An important detail of the NodeStateDiff mechanism is the childNodeChanged method that will get called if there are any changes in the subtree starting at the named child node. The comparison method should thus be able to efficiently detect differences at any depth below the given nodes. On the other hand the childNodeChanged method is called only for the direct child node, and the diff implementation should explicitly recurse down the tree if it wants to know what exactly did change under that subtree.

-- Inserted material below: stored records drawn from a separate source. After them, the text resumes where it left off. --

Issue #402, opened 2022-09-21
Make `computeW`


AnderBiguri:
SART and SART_TV have a different W computation. 

Code is quite repeated, so a new fuunction computeW should be added that all SART-like algorithm use.

PR #403, opened 2022-09-30
Fix bug and typos

twhitbread:
In SART_TV.m, the voxel size used when calculating the W weights is `geo.DSD-geo.DSO`. This errors when the length of `DSD` or `DSO` is greater than 2, i.e. for varying `DSD` and `DSO` (e.g. tomosynthesis scans). This PR changes it to match the voxel size used in SART.m. The rest of the changes are typos/cleaning up a bit.

I will not change the voxel sizes used in SIRT or OS-SART yet, as alignment will come when https://github.com/CERN/TIGRE/issues/402 is implemented. This is purely to fix a bug in the short term.

### DIFF
--- a/MATLAB/Algorithms/OS_SART.m
+++ b/MATLAB/Algorithms/OS_SART.m
@@ -1,34 +1,33 @@
 function [res,errorL2,qualMeasOut]=OS_SART(proj,geo,angles,niter,varargin)
-
 % OS_SART solves Cone Beam CT image reconstruction using Oriented Subsets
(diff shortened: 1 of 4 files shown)


twhitbread:
Also removed `errorL2=[];` from SIRT because it is done twice.

AnderBiguri (approved):

AnderBiguri:
Thanks @twhitbread ! Too many things in my plate, its taking me longer than expected to fix easy bugs. Thanks for helping!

The code for such recursion typically looks something like this:

public void childNodeChanged(
        String name, NodeState before, NodeState after) {
    after.compareAgainstBaseState(before, ...);
}

The commit hook mechanism

TODO

Commit validation

TODO

TODO: Basic validator class

class DenyContentWithName extends DefaultValidator {

    private final String name;

    public DenyContentWithName(String name) {
        this.name = name;
    }

    @Override
    public void propertyAdded(PropertyState after)
            throws CommitFailedException {
        if (name.equals(after.getName())) {
            throw new CommitFailedException(
                    "Properties named " + name + " are not allowed");
        }
    }


}

TODO: Example of how the validator works

Repository repository = new Jcr()
    .with(new DenyContentWithName("bar"))
    .createRepository();

Session session = repository.login();
Node root = session.getRootNode();
root.setProperty("foo", "abc");
session.save();
root.setProperty("bar", "def");
session.save(); // will throw an exception

TODO: Extended example that also works below root and covers also node names

class DenyContentWithName extends DefaultValidator {

    private final String name;

    public DenyContentWithName(String name) {
        this.name = name;
    }

    private void testName(String addedName) throws CommitFailedException {
        if (name.equals(addedName)) {
            throw new CommitFailedException(
                    "Content named " + name + " is not allowed");
        }
    }

    @Override
    public void propertyAdded(PropertyState after)
            throws CommitFailedException {
        testName(after.getName());
    }

    @Override
    public Validator childNodeAdded(String name, NodeState after)
            throws CommitFailedException {
        testName(name);
        return this;
    }

    @Override
    public Validator childNodeChanged(
            String name, NodeState before, NodeState after)
            throws CommitFailedException {
        return this;
    }

}

Commit modification

TODO

TODO: Basic commit hook example

class RenameContentHook implements CommitHook {

    private final String name;

    private final String rename;

    public RenameContentHook(String name, String rename) {
        this.name = name;
        this.rename = rename;
    }

    @Override @Nonnull
    public NodeState processCommit(NodeState before, NodeState after)
            throws CommitFailedException {
        PropertyState property = after.getProperty(name);
        if (property != null) {
            NodeBuilder builder = after.builder();
            builder.removeProperty(name);
            if (property.isArray()) {
                builder.setProperty(rename, property.getValues());
            } else {
                builder.setProperty(rename, property.getValue());
            }
            return builder.getNodeState();
        }
        return after;
    }

}

TODO: Using the commit hook to avoid the exception from a validator

Repository repository = new Jcr()
    .with(new RenameContentHook("bar", "foo"))
    .with(new DenyContentWithName("bar"))
    .createRepository();

Session session = repository.login();
Node root = session.getRootNode();
root.setProperty("foo", "abc");
session.save();
root.setProperty("bar", "def");
session.save(); // will not throw an exception!
System.out.println(root.getProperty("foo").getString()); // Prints "def"!